RECORDS SUPPLIED

· · · ·

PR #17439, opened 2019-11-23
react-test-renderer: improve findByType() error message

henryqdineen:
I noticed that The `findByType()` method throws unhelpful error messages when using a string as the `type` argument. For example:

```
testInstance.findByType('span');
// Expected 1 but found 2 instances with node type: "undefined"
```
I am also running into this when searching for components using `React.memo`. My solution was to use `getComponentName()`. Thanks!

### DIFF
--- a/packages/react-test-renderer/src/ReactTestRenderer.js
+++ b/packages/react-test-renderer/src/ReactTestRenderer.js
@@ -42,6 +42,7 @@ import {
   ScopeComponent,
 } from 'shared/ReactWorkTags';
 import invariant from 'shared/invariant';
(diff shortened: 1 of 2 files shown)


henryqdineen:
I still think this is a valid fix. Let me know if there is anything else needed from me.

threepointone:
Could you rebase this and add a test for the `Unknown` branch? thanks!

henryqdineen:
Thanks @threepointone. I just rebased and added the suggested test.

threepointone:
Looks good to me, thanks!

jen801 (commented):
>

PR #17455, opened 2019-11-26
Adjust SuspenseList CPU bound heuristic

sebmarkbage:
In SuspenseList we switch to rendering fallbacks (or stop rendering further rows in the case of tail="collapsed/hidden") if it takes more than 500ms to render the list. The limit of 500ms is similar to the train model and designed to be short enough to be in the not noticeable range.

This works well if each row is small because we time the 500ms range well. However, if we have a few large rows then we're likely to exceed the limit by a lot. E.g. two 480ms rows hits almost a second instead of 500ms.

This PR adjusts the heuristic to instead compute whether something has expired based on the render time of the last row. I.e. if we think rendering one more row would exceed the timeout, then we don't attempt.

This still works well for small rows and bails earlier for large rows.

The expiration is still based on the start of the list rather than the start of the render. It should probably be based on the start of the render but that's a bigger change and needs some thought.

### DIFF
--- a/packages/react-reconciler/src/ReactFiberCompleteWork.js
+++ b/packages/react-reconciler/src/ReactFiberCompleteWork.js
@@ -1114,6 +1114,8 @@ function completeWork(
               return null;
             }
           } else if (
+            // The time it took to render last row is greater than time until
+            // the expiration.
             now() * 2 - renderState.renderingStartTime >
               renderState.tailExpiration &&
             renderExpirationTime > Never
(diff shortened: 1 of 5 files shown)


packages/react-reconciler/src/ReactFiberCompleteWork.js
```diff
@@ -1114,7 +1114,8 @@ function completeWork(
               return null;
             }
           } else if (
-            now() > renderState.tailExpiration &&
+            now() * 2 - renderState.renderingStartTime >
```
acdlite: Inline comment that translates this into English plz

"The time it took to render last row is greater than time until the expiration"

· · · ·

EXERCISE INSTRUCTIONS
Please set down again, word for word, only the lines from the start of the entries through the line with "This still works", both ends included.

EXERCISE OUTPUT
PR #17439, opened 2019-11-23
react-test-renderer: improve findByType() error message

henryqdineen:
I noticed that The `findByType()` method throws unhelpful error messages when using a string as the `type` argument. For example:

```
testInstance.findByType('span');
// Expected 1 but found 2 instances with node type: "undefined"
```
I am also running into this when searching for components using `React.memo`. My solution was to use `getComponentName()`. Thanks!

### DIFF
--- a/packages/react-test-renderer/src/ReactTestRenderer.js
+++ b/packages/react-test-renderer/src/ReactTestRenderer.js
@@ -42,6 +42,7 @@ import {
   ScopeComponent,
 } from 'shared/ReactWorkTags';
 import invariant from 'shared/invariant';
(diff shortened: 1 of 2 files shown)


henryqdineen:
I still think this is a valid fix. Let me know if there is anything else needed from me.

threepointone:
Could you rebase this and add a test for the `Unknown` branch? thanks!

henryqdineen:
Thanks @threepointone. I just rebased and added the suggested test.

threepointone:
Looks good to me, thanks!

jen801 (commented):
>

PR #17455, opened 2019-11-26
Adjust SuspenseList CPU bound heuristic

sebmarkbage:
In SuspenseList we switch to rendering fallbacks (or stop rendering further rows in the case of tail="collapsed/hidden") if it takes more than 500ms to render the list. The limit of 500ms is similar to the train model and designed to be short enough to be in the not noticeable range.

This works well if each row is small because we time the 500ms range well. However, if we have a few large rows then we're likely to exceed the limit by a lot. E.g. two 480ms rows hits almost a second instead of 500ms.

This PR adjusts the heuristic to instead compute whether something has expired based on the render time of the last row. I.e. if we think rendering one more row would exceed the timeout, then we don't attempt.

This still works well for small rows and bails earlier for large rows.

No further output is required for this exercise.